Стоя у стола, я машинально развернул вчерашние книги, взятые мною для компиляции, и мало-помалу завлекся чтением. Со мной это часто случается: подойду, разверну книгу на минутку справиться и зачитаюсь так, что забуду все.
- Что вы тут все пишете? - с робкой улыбкой спросила Елена, тихонько подойдя к столу.
- А так, Леночка, всякую всячину. За это мне деньги дают.
- Просьбы?
- Нет, не просьбы. - И я объяснил ей сколько мог, что описываю разные истории про разных людей: из этого выходят книги, которые называются повестями и романами. Она слушала с большим любопытством.
- Что же, вы тут все правду описываете?
- Нет, выдумываю.
- Зачем же вы неправду пишете?
- А вот прочти, вот видишь, вот эту книжку; ты уж раз ее смотрела. Ты ведь умеешь читать?
- Умею.
- Ну вот и увидишь. Эту книжку я написал.
- Вы? прочту...
Ей что-то очень хотелось мне сказать, но она, очевидно, затруднялась и была в большом волнении. Под ее вопросами что-то крылось.
- А вам много за это платят? - спросила она, наконец.
- Да как случится. Иногда много, а иногда и ничего нет, потому что работа не работается. Эта работа трудная, Леночка.
- Так вы не богатый?
- Нет, не богатый.
- Так я буду работать и вам помогать...
Она быстро взглянула на меня, вспыхнула, опустила глаза и, ступив ко мне два шага, вдруг обхватила меня обеими руками, а лицом крепко-крепко прижалась к моей груди. Я с изумлением смотрел на нее.
- Я вас люблю... я не гордая, - проговорила она. - Вы сказали вчера, что я гордая. Нет, нет... я не такая... я вас люблю. Вы только один меня любите...
Но уже слезы задушали ее. Минуту спустя они вырвались из ее груди с такою силою, как вчера во время припадка. Она упала передо мной на колени, целовала мои руки, ноги...
- Вы любите меня!.. - повторяла она, - вы только один, один!..

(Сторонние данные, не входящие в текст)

PR #1630, opened 2026-06-05
feat(moq-relay): reload TLS certs on filesystem change instead of SIGUSR1

kixelated:
## Summary

Replace the `SIGUSR1`-driven certificate reloaders with a filesystem watcher, so cert-manager, Kubernetes secret mounts, and `mv`-into-place rotate certs with **no extra signalling** — the relay reacts to the file changing on disk.

Three reload sites move off the signal:
- **QUIC server certs** (`moq-native/src/tls.rs`)
- **HTTPS web cert/key/root** (`moq-relay/src/web.rs`)
- **Cluster connect-api peer file** (`moq-relay/src/cluster.rs`) — already used `notify`; now shares the same `FileWatcher` shape.

## `FileWatcher` helper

Она судорожно сжимала мои колени своими руками. Все чувство ее, сдерживаемое столько времени, вдруг разом вырвалось наружу в неудержимом порыве, и мне стало понятно это странное упорство сердца, целомудренно таящего себя до времени и тем упорнее, тем суровее, чем сильнее потребность излить себя, высказаться, и все это до того неизбежного порыва, когда все существо вдруг до самозабвения отдается этой потребности любви, благодарности, ласкам, слезам...
Она рыдала до того, что с ней сделалась истерика. Насилу я развел ее руки, обхватившие меня. Я поднял ее и отнес на диван. Долго еще она рыдала, укрыв лицо в подушки, как будто стыдясь смотреть на меня, но крепко стиснув мою руку в своей маленькой ручке и не отнимая ее от своего сердца.

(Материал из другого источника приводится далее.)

PR #1633, opened 2026-06-05
refactor(moq-gst): pump moqsrc pads directly instead of bridging to glib

kixelated:
> **Stacked on #1627** (base = `fix/moqsrc-catalog-wait-for-renditions`). Review/merge #1627 first; this diff is just the refactor. Once #1627 lands, GitHub retargets this to `main`.

## Motivation

`moqsrc`'s "async spaghetti": every buffer crossed **two** channels and a glib bridge.

The session task (tokio) couldn't touch GStreamer pads, so it marshalled everything onto the element's GLib main context:

- a `ControlMessage` channel to ask the element to create a pad,
- a per-pad `PadMessage` channel to forward each buffer / EOS / drop,
- `spawn_main_context_forwarder` tasks draining both onto `MainContext::default()`.

That bridge also carried a hidden requirement: **the application had to run a GLib main loop** or the forwarders never ran and no buffers flowed. Fine under `gst-launch`; a trap for an embedded host.

## Change

A source pad's `push` *is* its streaming thread, so there's nothing to marshal back. Each rendition now runs one **pump task that owns its pad end to end**: it creates the pad, pushes buffers/events directly, and removes the pad on exit (the sink already calls `add_pad`/`remove_pad` from a tokio task via a `WeakRef`, so this is an established pattern in the crate).

Deleted: `ControlMessage`, `PadMessage`, `PadEndpoint`, `PadHandle`, `request_pad`, `create_pad`/`dispatch_pad_message`/`handle_control_message`, `spawn_main_context_forwarder`, and the three `Mutex` fields behind them.

The session loop simplified to match:

- pumps are reaped via `JoinHandle::is_finished()` (woken by a unit `done` channel) instead of a name+id-correlated completion channel,
- a single per-pump `cancel` watch replaces the old shutdown+cancel pair.

**Net -219 lines** (`imp.rs` 848 → 628). No consumer-facing behavior change.

## Test

Built the plugin and exercised it at runtime (system GStreamer 1.26 via Nix + a local relay + a synthetic publisher):

- **Regression** — real H264 from `cdn.moq.dev/demo` decodes: 40 NV12 720p frames, exit 0.
- **Empty-first catalog race + unsupported skip + EOS** — publisher announces an empty catalog, then `video/hd` (H264) + `video/vp8` (unsupported): VP8 is skipped with a warning, exactly 120 buffers flow on `video/hd` (4s × 30fps), clean EOS on publisher finish.
- **Abrupt teardown** — SIGTERM mid-stream (`PausedToReady`): prompt clean shutdown, no hang/panic (the case the new pump-owns-its-pad model most needed to prove).
- `cargo clippy -p moq-gst` clean, `cargo fmt --check` clean.

Sizable rewrite of `moqsrc`'s internals, so a careful read on the threading is welcome even though all runtime tests pass.

(Written by Claude)

### DIFF
--- a/rs/moq-gst/src/source/imp.rs
+++ b/rs/moq-gst/src/source/imp.rs
@@ -205,7 +205,15 @@ impl ElementImpl for MoqSrc {
 					gst::error!(CAT, obj = self.obj(), "failed to start session: {err:?}");
 					return Err(gst::StateChangeError);
 				}
-				let success = self.parent_change_state(transition)?;
+				// Roll back the session we just started if the parent transition fails,
+				// otherwise it would keep running while the element stays in READY.
+				let success = match self.parent_change_state(transition) {
+					Ok(success) => success,
+					Err(err) => {
+						self.stop_session();
+						return Err(err);
+					}
+				};
 				// A live source never prerolls.
 				Ok(match success {
 					gst::StateChangeSuccess::Async => gst::StateChangeSuccess::Async,
@@ -296,11 +304,19 @@ async fn run_session(
 		}
 
 		tokio::select! {
-			// Full session shutdown: cancel every pump and wait for it to drop its pad.
+			// Full session shutdown: cancel every pump, then wait for them all to drop
+			// their pads. Cancel all up front (pumps only exit on their own `cancel`), or
+			// awaiting one at a time would let the not-yet-cancelled pumps keep streaming.
 			_ = shutdown.changed() => {
-				for (_, track) in active.drain() {
-					let _ = track.cancel.send(true);
-					let _ = track.handle.await;
+				let handles: Vec<_> = active
+					.drain()
+					.map(|(_, track)| {
+						let _ = track.cancel.send(true);
+						track.handle
+					})
+					.collect();
+				for handle in handles {
+					let _ = handle.await;
 				}
 				break;
 			}
--- a/rs/moq-gst/src/source/imp.rs
+++ b/rs/moq-gst/src/source/imp.rs
@@ -6,7 +6,7 @@ use anyhow::{bail, Context, Result};
 use gst::glib;
 use gst::prelude::*;
 use gst::subclass::prelude::*;
-use tokio::sync::{mpsc, watch};
+use tokio::sync::watch;
 
 use hang::moq_net;
 
@@ -207,12 +207,9 @@ impl ElementImpl for MoqSrc {
 				}
 				// Roll back the session we just started if the parent transition fails,
 				// otherwise it would keep running while the element stays in READY.
-				let success = match self.parent_change_state(transition) {
-					Ok(success) => success,
-					Err(err) => {
-						self.stop_session();
-						return Err(err);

Мало-помалу она утихла, но все еще не подымала ко мне своего лица. Раза два, мельком, ее глаза скользнули по моему лицу, и в них было столько мягкости и какого-то пугливого и снова прятавшегося чувства. Наконец она покраснела и улыбнулась.
- Легче ли тебе? - спросил я, - чувствительная ты моя Леночка, больное ты мое дитя?
- Не Леночка, нет... - прошептала она, все еще пряча от меня свое личико.
- Не Леночка? Как же?
- Нелли.
- Нелли? Почему же непременно Нелли? Пожалуй, это очень хорошенькое имя. Так я тебя и буду звать, коли ты сама хочешь.
- Так меня мамаша звала... И никто так меня не звал, никогда, кроме нее... И я не хотела сама, чтоб меня кто звал так, кроме мамаши... А вы зовите; я хочу... Я вас буду всегда любить, всегда любить...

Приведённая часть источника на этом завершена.